The children pry one floorboard loose. All they see are my pipes. They forget to repair their damage and wander somewhere else. Someone could break their leg tripping beneath me. While they are not looking, I pull the board back into place.

While I have owners, it is my job to keep them. I cannot be seen. I cannot be heard. I cannot repair what is already damaged, but I can replace what is already there. I would sooner die than allow any tenant to come to harm.

Days pass. I pay attention to what is said and what is unsaid.

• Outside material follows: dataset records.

PR #1247, opened 2026-05-26
Restore stealth plugin and fix fetcher language configuration

clementbiron:
This PR reactivates `puppeteer-extra-plugin-stealth` in the full DOM fetcher. Since v10.3.1 (commit `5e4945d2`), `puppeteer.use(stealthPlugin(...))` was called inside `fetch()` instead of before `puppeteer.launch()`, so `puppeteer-extra` never bound its `onPageCreated` hooks and the plugin was silently inert. `navigator.webdriver` and `HeadlessChrome` were exposed to every tracked service for around four months.

It also applies the `@opentermsarchive/engine.fetcher.language` configuration to `navigator.language` and `navigator.languages` through the stealth sub-evasions, not just the `Accept-Language` HTTP header that was already affected. The stealth wrapper's `locale` option was being silently ignored. The redundant `setExtraHTTPHeaders` and CDP `Network.setUserAgentOverride` calls in `configurePage` are removed: they duplicated stealth's path with subtly different results.

**Breaking:** quality factors (`;q=...`) are no longer accepted in `@opentermsarchive/engine.fetcher.language`. Previously accepted values such as `en-IE,en-GB;q=0.9,en;q=0.8` now throw at `launchHeadlessBrowser`. Combined with the now-removed `setExtraHTTPHeaders` call, those values used to produce malformed headers like `q=0.9;q=0.9`, and the surface area was not worth preserving. Provide a plain comma-separated priority list instead (e.g. `en-IE,en-GB,en`); the browser derives the `Accept-Language` quality factors from tag order.

As a side effect of applying the configuration to `navigator.languages`, `language: "en"` now exposes `navigator.languages` as `["en"]` instead of the previous default `["en-US", "en"]`. Setting `language: "en-US,en"` restores the previous default.


src/archivist/fetcher/fullDomFetcher.js
```diff
@@ -1,13 +1,20 @@
+import config from 'config';
```
Ndpnt: Don't import the config module directly here, rely on dependency injection for the language parameter. All callers already pass it explicitly, so the fallback L.116 can go and the parameter becomes required.

src/archivist/fetcher/fullDomFetcher.test.js
```diff
@@ -118,4 +141,93 @@ describe('Full DOM Fetcher', function () {
...
+      });
+
+      it('sends every configured tag as Accept-Language header', async () => {
+        const result = await fetch(`http://127.0.0.1:${SERVER_PORT}/lang-header`, [], config);
+
+        expect(result.content).to.match(/data-accept-language="fr-FR,fr[^"]*"/);
+      });
+    });
+
+    context('with quality factors such as en-IE,en-GB;q=0.9,en;q=0.8', () => {
```
Ndpnt: The current implementation strips q-factors from the input and lets Chrome regenerate them from the order, so configured q-factors are silently overridden. Either preserve them end-to-end (override Accept-Language explicitly after the page is created), or drop q-factor support from the documented API.

I'd suggest the latter (option B): simpler, matches `navigator.languages` semantics, and rejects ambiguity at the boundary. Concretely:
- Update the JSDoc to describe the input as a comma-separated list of BCP 47 tags in priority order, with no q-factors, and drop the `en-IE,en-GB;q=0.9,en;q=0.8` example.
- Have `parseLanguage` reject inputs containing `;q=` rather than silently stripping them, so existing configurations don't keep "working" with different semantics.
- Rename the test to reflect that Chrome derives the q-factors from the order, instead of claiming they're preserved.

If a real need for explicit q-factors emerges later, the other option remains addable in a backward-compatible way.

src/archivist/fetcher/fullDomFetcher.test.js
```diff
@@ -118,4 +141,108 @@ describe('Full DOM Fetcher', function () {
...
+        expect(result.content).to.match(/data-language="fr-FR"/);
+      });
+
+      it('exposes every tag through navigator.languages', async () => {
+        const result = await fetch(`http://127.0.0.1:${SERVER_PORT}/lang-echo`, [], config);
+
+        expect(result.content).to.match(/data-languages="fr-FR,fr"/);
+      });
+
+      it('drives client-side language detection on the fetched document', async () => {
```
Ndpnt: This test does not had value. It covers the same as the previous ones.

src/archivist/fetcher/fullDomFetcher.test.js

I listen to the echoes in the hallways, the whispers behind closed doors, the creaking of my wooden bones, the screeching of excitable children, the silence that their slumber brings, the deliberate silence that stonewalls lovers, the shuffling of a book, the tap-tap of a thumb on a phone screen, then the sound of lips smacking together like a plunger pulled from a bathroom tile.

The headboard thumps against my wall. There are still marks there from hundreds of years ago. I do not linger on the scene, focusing instead on the owls roosting on the rafters of my attic. I shall give my owners the privacy they need, for I am glad that they are not shouting at one another.

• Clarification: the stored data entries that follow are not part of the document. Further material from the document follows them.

PR #1250, opened 2026-06-21
Reject empty documents object in service schema

dharma3306:
## Summary

This change rejects service declarations containing an empty `documents` object.

## Changes

- Added validation to prevent empty documents objects.
- Added an invalid fixture: `empty-documents.json`.
- Added a schema validation test to ensure empty documents objects are rejected.

## Testing

- Ran schema validation tests successfully.
- All tests passed.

Each day, alarms chime and shoes rush down my stairs. I open my door just before they push my handle, just so they exert less force trying to get to work or school on time.

Weeks pass. Children laugh. Children cry. The adults laugh. The adults shout. Slide whistles, whip cracks and gunshots ring through the television. Tiny thumbs press buttons on game controllers, clickity-clack, clickity-clack. Large fingers type on laptop keys, clackity-click, clackity-click. Soda pop fizzes in a glass, glug glug. Wine sloshes against glasses, glug glug.

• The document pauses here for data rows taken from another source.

Issue #1105, opened 2024-09-24
Fetch repeated pages only once


MattiSG:
If several terms come from the same `fetch` origin, the engine should cache the source document.

Issue #166, opened 2020-10-09
Bypassing bot detectors?


LucasVerneyDGE:
Hi,

Rakuten and Leboncoin have very strong bot detectors, hence preventing from automatically fetching their CGUs (at least on a regular OVH machine). See https://fr.shopping.rakuten.com/newhelp/conditions-generales/ or https://www.leboncoin.fr/dc/cgu. It is possible that #138 and having JS enabled will help here, but I think this won't be enough.

Best,

Ndpnt:
Hi,

I hope using a headless browser will fix this. So I suggest to wait for #138 to be implemented and see if there is still this issue. 
Unless you have a quicker to implement idea to fix it?

LucasVerneyDGE:
Using a headless browser is not enough to fix this. You have to disguise it (https://github.com/berstend/puppeteer-extra/tree/master/packages/puppeteer-extra-plugin-stealth for instance) and you are still identified by your IP address (DataDome used on Leboncoin for instance does this), if you are connecting from a server infrastructure (not residential).

MattiSG:
As discussed with @LucasVerneyDGE and @TomHouriezDGE, this option will be needed for some sources, even after #138 is fixed. However, it also raises legal questions. @LucasVerneyDGE will investigate which entities might have power to legally bypass access control systems, and we will design the most appropriate software architecture (opt-in, opt-out, plugin) based on the legal assessment 🙂

MattiSG:
Legal analysis by PEReN was still pending on 08/03/2022.

Imperva and Cloudflare answers are still pending.

In order to help with prioritisation, instead of listing issues in this repository, they are now labeled in each affected instance [with dedicated tags](https://github.com/OpenTermsArchive/france-declarations/issues?q=is%3Aopen+is%3Aissue+label%3A403) (403, timeout…).

MattiSG:
@LVerneyPEReN did the PEReN finish its legal analysis? 🙂 

On our side, I believe we never got a reply from Imperva nor Cloudflare (please correct me if I'm wrong @martinratinaud).

martinratinaud:
> @LVerneyPEReN did the PEReN finish its legal analysis? 🙂
> 
> On our side, I believe we never got a reply from Imperva nor Cloudflare (please correct me if I'm wrong @martinratinaud).

Indeed, we did not 😔

MattiSG:
[...]

PR #1253, opened 2026-06-23
Randomize tracking

LVerneyEC:
Hey,

Here is a small proposal for an addition to shuffle the tasks to be processed for scraping/tracking terms in order to increase stealth and not always hit the same service's pages in the exact same order.

Otherwise, the exact same pattern will happen again and again when scraping a service's terms. This means:
1/ Hitting rate limiting because we are sending a batch (up to MAX_CONCURRENCY) calls more or less the same time to the service.
2/ Easier detection of automated scraping, even more when coupled with a cron-based scheduler, as order of scraping is almost entirely predictible. 

Randomizing the order of tracking of the terms is a cheap solution for this. The only downside might be a slight decrease in readability when ran interactively, but with concurrency enabled this was already the case. If the feature is worth merging, happy to have a better integration with config option or so.

Best,

### DIFF
--- a/src/archivist/index.js
+++ b/src/archivist/index.js
@@ -156,6 +156,7 @@ export default class Archivist extends events.EventEmitter {
     this.trackingQueue.concurrency = concurrency;
 
     const tasksToQueue = [];
+
     servicesIds.forEach(serviceId => {
       this.services[serviceId].getTermsTypes().forEach(termsType => {
         if (termsTypes.length && !termsTypes.includes(termsType)) {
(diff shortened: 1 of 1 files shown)


MattiSG:
Thank you @LVerneyEC for your ongoing work on #166!

We have considered randomising the tracking order, however this raises very strong concerns with regards to debugging. Indeed, true randomisation means that there is no way to reproduce a failed tracking run. As such, we will not merge such a proposal without a reproducible benchmark demonstrating tangible benefits.

**We would instead prefer to introduce an algorithmic**, deterministic sorting system that manipulates the queue to maximise the space between fetches to the same server. In this way, the same set of declarations would always yield the same fetching order. It would also guarantee that the space is maximised, while randomisation will also yield groupings with high rates of requests to the same server.
In the same vein, you might also want to look into implementing #1105 as a way to decrease bot detection.

Admittedly, this would only solve your point 1 (rate limit). While point 2 (deterministic order) is theoretically possible, we are skeptical of its actual role in triggering bot detection.

One way for us to reconsider the cost-to-benefit ratio (as in, “cost to reproducibility and maintainability to benefit to tracking”) would be to **provide reproducible data on tracking success** comparing the current naive implementation to a space-maximising algorithm to randomisation.

I will close this PR now, as it will not be considered without such a benchmark. We will happily reopen it if such data is provided and is conclusive, as we would love to increase the tracking success rate!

One day, more shoes enter: heels, high heels, dress shoes, sneakers, sandals, flip flops, and hiking boots. They are temporary guests but guests all the same. Pop music plays through tinny speakers. Chairs squeak. Hands clap. There is the usual trading of passive-aggressive comments and unspoken statements, but it is drowned out by the much friendlier chatter of the guests.

I remember the last family party, thirteen years ago. It was a wake. I much prefer this kind of party.

One of the guests recites a limerick to the children about a man from Nantucket – despite the tut tuts of their parents, they laugh. And I laugh too. My floorboards vibrate beneath their feet. I hope they don’t notice, but the father stares down for a little too long.

Months pass and the cheer from the party dissipates. Each laugh grows quieter. Each shout and silence afterwards grows louder. Mugs shatter against kitchen corners. Arms sweep ornaments and books off of shelves which bounce off my floor. Pillows muffle sobs. Metal music blasts through headphones for long after the sobbing stops.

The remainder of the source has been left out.